── Given records ──
PR #81, opened 2022-06-29
fix: overwrite errors on state transitions in swaps

skeremidchiev:
[LIQ-1278](https://linear.app/liquality/issue/LIQ-1278/swap-is-success-but-display-66-stage-in-red-instead-of-success)
[LIQ-1432](https://linear.app/liquality/issue/LIQ-1432/rsk20-to-avax-swap-fail-with-the-mentioned-error-and-even-after)

### DIFF
--- a/src/store/actions/performNextAction/index.ts
+++ b/src/store/actions/performNextAction/index.ts
@@ -44,6 +44,11 @@ export const performNextAction = async (
     updates = { error: e.toString() };
   }
   if (updates) {
+    if (!updates.error) {
+      // if no error accured overwrite previous errors in history
+      updates.error = null;
+    }
+
     commit.UPDATE_HISTORY({
       network,
       walletId,
@@ -55,6 +60,7 @@ export const performNextAction = async (
       ...item,
       ...updates,
     } as HistoryItem);
+
     if (!updates.error) {
       dispatch.performNextAction({ network, walletId, id });
     }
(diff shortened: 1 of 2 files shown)


src/store/actions/performNextAction/index.ts
```diff
@@ -55,6 +60,7 @@ export const performNextAction = async (
       ...item,
       ...updates,
     } as HistoryItem);
+
```
AndonMitev, line 63: extra line.. :D

src/store/actions/performNextAction/index.ts
```diff
@@ -44,6 +44,11 @@ export const performNextAction = async (
     updates = { error: e.toString() };
   }
   if (updates) {
+    if (!updates.error) {
+      // if no error accured overwrite previous errors in history
+      updates.error = null;
```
───
_Exercise aim_
The response must contain every entry, each one identical to the original.

_Solution below_
PR #81, opened 2022-06-29
fix: overwrite errors on state transitions in swaps

skeremidchiev:
[LIQ-1278](https://linear.app/liquality/issue/LIQ-1278/swap-is-success-but-display-66-stage-in-red-instead-of-success)
[LIQ-1432](https://linear.app/liquality/issue/LIQ-1432/rsk20-to-avax-swap-fail-with-the-mentioned-error-and-even-after)

### DIFF
--- a/src/store/actions/performNextAction/index.ts
+++ b/src/store/actions/performNextAction/index.ts
@@ -44,6 +44,11 @@ export const performNextAction = async (
     updates = { error: e.toString() };
   }
   if (updates) {
+    if (!updates.error) {
+      // if no error accured overwrite previous errors in history
+      updates.error = null;
+    }
+
     commit.UPDATE_HISTORY({
       network,
       walletId,
@@ -55,6 +60,7 @@ export const performNextAction = async (
       ...item,
       ...updates,
     } as HistoryItem);
+
     if (!updates.error) {
       dispatch.performNextAction({ network, walletId, id });
     }
(diff shortened: 1 of 2 files shown)


src/store/actions/performNextAction/index.ts
```diff
@@ -55,6 +60,7 @@ export const performNextAction = async (
       ...item,
       ...updates,
     } as HistoryItem);
+
```
AndonMitev, line 63: extra line.. :D

src/store/actions/performNextAction/index.ts
```diff
@@ -44,6 +44,11 @@ export const performNextAction = async (
     updates = { error: e.toString() };
   }
   if (updates) {
+    if (!updates.error) {
+      // if no error accured overwrite previous errors in history
+      updates.error = null;
```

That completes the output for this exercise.